Periphery Engineering and Heteroatom Incorporation of Polycyclic Aromatic Hydrocarbons

Abstract

Nanographenes(NGs) and polycyclic aromatic hydrocarbons(PAHs), both finite forms of graphene, are promising organic semiconducting materials because their optoelectronic and magnetic properties can be modulated through periphery engineering or heteroatom incorporation. Several atomically precise edge modification or heteroatom incorporation have been explored by bottom-up synthesis; however, no systematic elucidation of these modulations at the molecular level has been reported. Herein, we present rationally designed modular syntheses of isomeric dibenzoixenes with diverse molecular peripheries and boron-nitrogen(BN) embedded contorted hexabenzocoronene (c-HBC). The single-crystal structures of dibenzo[a,p]ixene and dibenzo[j,y]ixene reveal enantiomeric pairs with helically twisted cove edges and packing structures. The molecular edge structures are identified from the C–H bonds of the dibenzoixenes using Fourier transform infrared (FTIR) spectroscopy with different vibrational modes, which were further explained using density functional theory (DFT) calculations. Electron spin resonance (ESR) spectroscopy indicates that the zigzag-edged molecular periphery significantly affects the magnetic properties of the material.
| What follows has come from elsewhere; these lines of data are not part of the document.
PR #1640, opened 2026-08-03
Make the RING_VM_* build flags settable from the build

mayouni:
Hello Mahmoud,

A small build-system report. As with the last one, please treat the diff as
illustration rather than something to merge — I know the C is generated from
PWCT.

## What happens

`language/include/ext.h` offers six switches for the extension modules:

```c
#define RING_VM_LISTFUNCS 1
#define RING_VM_MATH 1
#define RING_VM_FILE 1
#define RING_VM_OS 1
#define RING_VM_REFMETA 1
#define RING_VM_INFO 1
```

They read as build-time options, and `ring.h` already honours them — it
conditions each `#include "math_e.h"` and so on. But because the defines are
unconditional, a value passed from the build is overridden as soon as `ext.h`
is included:

```
gcc -DRING_VM_MATH=0 ...     # no effect: the flag is 1 regardless
```

So the option cannot be exercised. `RING_VM_DLL` immediately below is the
exception, and shows the intended shape — it is already conditional, on
`RING_NODLL`.

## A second, related point

Fixing only the above makes setting a flag to `0` fail to build: `ring.h` stops
declaring the module's prototypes, but the module's `.c` file is still compiled
and references them.

```
vminfo_e.c:6:40: error: use of undeclared identifier 'ring_vm_info_ringvmfileslist'
```

Each module therefore also needs to compile to nothing when its flag is off —
the same condition `ring.h` already applies to the header include.

## What this PR does

Two mechanical edits, no behaviour change:

1. `ext.h` — the six defines wrapped in `#ifndef`, exactly as `RING_VM_DLL` is
   already conditional.
2. `math_e.c`, `file_e.c`, `os_e.c`, `list_e.c`, `meta_e.c`, `vminfo_e.c` and
   `dll_e.c` — each body wrapped in `#if RING_VM_<MODULE>` … `#endif`, after
   the `#include "ring.h"` line.

Point 2 also settles an existing case: with `RING_NODLL` set, `ext.h` defines
`RING_VM_DLL 0` and `ring.h` drops `dll_e.h`, yet `dll_e.c` is still compiled.
Builds get away with it today only by removing that file from the source list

Furthermore, the electrochemical characteristics, examined using dibenzoixenes as anode materials in lithium-ion batteries (LIBs), reveal that the dibenzo[a,p]ixene exhibits promising lithium (Li) intercalation behavior, achieving a specific capacity of 120 mAh g–1. The findings of this study could facilitate the synthesis of larger 𝜋-extended systems with engineered molecular peripheries or incorporated heteroatoms, and potential application in organic electronics.